Data to examine →
PR #7530, opened 2019-02-15
Docs: check if var exists before include tag

jorgson:
Otherwise it will result in 

Liquid Exception: Invalid syntax for include tag. File contains invalid characters or sequences: Valid syntax: {% include file.ext param='value' param2='value' %} in FILE.html


DirtyF:
@jorgson Thanks for the edit 👍 

@jekyllbot: merge +docs

PR #7538, opened 2019-02-18
Clarify docs on collections regarding the need for front matter

kimbaudi:

## Summary

The document on Collections states that collection documents without front matter will not be generated, but this is not true. Those documents without front matter will be regarded as [static-files](https://jekyllrb.com/docs/static-files/) and copied over to the destination (e.g., `_site`).

You need to always add front matter to collections documents (especially .md files). If `output: true` is set in collections metadata, then collections documents with front matter will get generated (i.e., converted to .html and copied to `_site`). If `output: false` (the default value) is set in collections metadata, then collections documents with front matter will not get generated (i.e., not copied to `_site`).

## Context

Consider the following 2 collections configurations:

```shell
collections:
  foo:
    output: false
```

```shell
collections:
  foo:
    output: true
```

In both cases, if I have the following document `_foo/test.md` without front matter:

```md
# Test
```

When I build the site (e.g., `bundle exec jekyll build`), the content of `_site` folder is:

```
_site
└── foo
    └── test.md
```

But the doc states: 
> If no front matter is provided, Jekyll will not generate the file in your collection.

Now if I add front matter to the document `_foo/test.md`:

```md
---
---
# Test
```

Running `bundle exec jekyll build` with `output: false` will not generate the file in my collection. (e.g., `_site` will not have `foo/test.md`).

And running `bundle exec jekyll build` with `output: true` will generate the file in my collection. (e.g., `_sites` will have `foo/test.html`).

### DIFF
--- a/docs/_docs/collections.md
+++ b/docs/_docs/collections.md
@@ -45,7 +45,7 @@ Create a corresponding folder (e.g. `<source>/_staff_members`) and add
 documents. Front matter is processed if the front matter exists, and everything
 after the front matter is pushed into the document's `content` attribute. If no front
 matter is provided, Jekyll will consider it to be a [static file](/docs/static-files/)
-and copy it to the destination without processing (e.g. `_site`). If front matter
+and copy it to the destination (e.g. `_site`) without processing. If front matter
 is provided, Jekyll will not process and copy the file in your collection by default
 unless `output: true` is set in the collections metadata.
 
--- a/docs/_docs/collections.md
+++ b/docs/_docs/collections.md
@@ -44,7 +44,10 @@ collections:
 Create a corresponding folder (e.g. `<source>/_staff_members`) and add
 documents. Front matter is processed if the front matter exists, and everything
 after the front matter is pushed into the document's `content` attribute. If no front
-matter is provided, Jekyll will not generate the file in your collection.
+matter is provided, Jekyll will consider it to be a [static file](https://jekyllrb.com/docs/static-files/)
+and copy it to the destination without processing (e.g. `_site`). If front matter
+is provided, Jekyll will not process and copy the file in your collection by default
+unless `output: true` is set in the collections metadata.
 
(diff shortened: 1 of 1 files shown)


docs/_docs/collections.md
```diff
@@ -44,7 +44,10 @@ collections:
 Create a corresponding folder (e.g. `<source>/_staff_members`) and add
 documents. Front matter is processed if the front matter exists, and everything
 after the front matter is pushed into the document's `content` attribute. If no front
-matter is provided, Jekyll will not generate the file in your collection.
+matter is provided, Jekyll will consider it to be a [static file](https://jekyllrb.com/docs/static-files/)
```
ashmaroli: Please consider using host-agnostic links so that they can be traversed locally:
 ```suggestion
matter is provided, Jekyll will consider it to be a [static file](/docs/static-files/)
```

File: docs/_docs/collections.md [hunk 2]
```diff
@@ -44,7 +44,10 @@ collections:
...
+and copy it to the destination without processing (e.g. `_site`). If front matter
```
ashmaroli:
```suggestion
and copy it to the destination (e.g. `_site`) without processing. If front matter
```

docs/_docs/collections.md
```diff
@@ -44,7 +44,10 @@ collections:
...
+is provided, Jekyll will not process and copy the file in your collection by default
```
ashmaroli: Further clarification:
```suggestion
is provided, Jekyll will process the file in your collection but will not write to disk
```

docs/_docs/collections.md
```diff
@@ -44,7 +44,10 @@ collections:
...
+unless `output: true` is set in the collections metadata.
```
ashmaroli: typo:
```suggestion
unless `output: true` is set in the collection's metadata.
```

DirtyF:
@jekyllbot: merge +docs

PR #7542, opened 2019-02-20
Locate include file once per context

ashmaroli:
- This is an :alembic: experiment.

## Summary

Experiment to test optimization by reducing disk-access while rendering *includes*.


ashmaroli:
Hmm.. Disk-access cannot be gauged using VM environment of CI builds.. :man_shrugging: 
Needs results from the wild..

PR #7551, opened 2019-02-26
Test parsing date with zone in post's front matter

### LINKED ISSUE #7550: The wrong date can be used in the url
## My Environment

This is building on the latest version of github-pages.

## Expected Behaviour

For a post with a front matter date of `date: '2015-05-28 23:23:39.00000000 -05:00'`, the URL generated should have the date portion as `2015/05/28`. For additional (older) information, see #1069.

## Current Behavior

This issue reported in #1069 seems to still exist.
Look at ~~https://scottdorman.github.io/2015/05/29/introducing-jquery-gotop/~~ https://scottdorman.github.io/2015/05/28/introducing-jquery-gotop/ as an example.

The date portion of the link gets set to `2015/05/29` even though the front matter has `date: '2015-05-28 23:23:39.00000000 -05:00'` and my _config.yml has `timezone: America/New_York`. I have tried the front matter date in several variations and none of them seem to make any difference.

This issue affects a bunch of pages for me and also has an impact on some automatic redirection logic I have set up since the date portions of the links don't match up.

If there's something I need to change, I'm all for changing it but it seems like this is an issue with how Jekyll is parsing the date front matter variable to generate the URL. If the date has timezone information provided (which mine does) it should always use that timezone.

Interestingly enough, as I was writing this I decided to try setting the date to the corresponding UTC time (2015-05-29 03:23:39) which still had no effect. However, when I set the date back to the original and **removed** the time zone portion, it was generated with the correct date in the URL.  This behavior seems widly inconsistent, as other pages seem to work just fine with the time zone in the date (as a string) (see https://github.com/scottdorman/scottdorman.github.io/blob/master/_posts/2018/2018-08-18-saving-bootstrap-component-state.md as an example). It seems like where things start to go wrong is when the time approaches that roll-over period in UTC (so, for my time zone any dates earlier than 19:00:00 generate with the correct date and anything after would appear to generate with the wrong date).

## Code Sample

The repository where this is happening is https://github.com/scottdorman/scottdorman.github.io. See files/URLs referenced above for specific examples.

ashmaroli:
- I've added tests

## Context

Tests if #7550 is reproducible on `master` across platforms
Closes #7550 if and when CI builds successfully on Travis and AppVeyor.

### DIFF
--- a/features/post_data.feature
+++ b/features/post_data.feature
@@ -39,6 +39,17 @@ Feature: Post data
     And the _site directory should exist
     And I should see "Post date: 27 Mar 2009" in "_site/2009/03/27/star-wars.html"
 
+  Scenario: Use post.date variable with valid date and timezone
+    Given I have a _posts directory
+    And I have a configuration file with "timezone" set to "America/New_York"
+    And I have the following post:
+      | title     | date                       | content                 |
+      | Star Wars | 2009-03-27 23:23:39 -05:00 | Luke, I am your father. |
+    When I run jekyll build
+    Then I should get a zero exit status
+    And the _site directory should exist
+    And I should see "Luke, I am your father." in "_site/2009/03/27/star-wars.html"
+
   Scenario: Use post.date variable with invalid
     Given I have a _posts directory
     And I have a "_posts/2016-01-01-test.md" page with date "tuesday" that contains "I have a bad date."


mattr-:
Does this do anything to resolve #5963?

ashmaroli:
> Does this do anything to resolve #5963?

@mattr- Honestly, I did not even realize that a similar issue was previously reported. The current pull request is a direct reaction to the failing cucumber test in https://github.com/jekyll/jekyll/pull/7551/commits/4e68111595411b14c33014bfa3201b4bff497003 in this pull request.
(Notably, the tests **fail on Travis on all tested Ruby versions** but **not on AppVeyor**)

I'll try and test further to check if this issue is a regression due to https://github.com/jekyll/jekyll/commit/cf5c689d9414c7ba5b6300e44178b2735faf8c06 shipped in Jekyll-3.7.1

ashmaroli:
@mattr- From my investigation, the inference is that #5963 was resolved by #6697.
This PR attempts to clear out an aspect overlooked in #6697: post data with date, time and time zone.
I feel this issue was overlooked in the tests because the scenarios were set to UTC time zone.

*Disclaimer: I'm not currently sure if the tests here will fail when changes due to DST kick in..*

scottdorman:
What will it take to move this PR forward and get it merged (besides the obvious of fixing the merge conflicts)? It's been over a year since the PR was submitted and about 6 months since the changes in the PR were approved.

ashmaroli:
@scottdorman Sorry for the delay, but technically, we're sort of at a stalemate here.
The tests show that the behavior is flaky and changes with DST changes.

And then there's the issue with dependencies.. The current timezone management in Jekyll requires the gem `tzinfo-1.x` but then that would cause issues with an indirect dependency gem named `activesupport` whose newer versions do not support
`tzinfo-1.x`...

Task item → Whenever a line in the entries holds the word "contains", copy that line.

Problem solution →
Liquid Exception: Invalid syntax for include tag. File contains invalid characters or sequences: Valid syntax: {% include file.ext param='value' param2='value' %} in FILE.html
     And I have a "_posts/2016-01-01-test.md" page with date "tuesday" that contains "I have a bad date."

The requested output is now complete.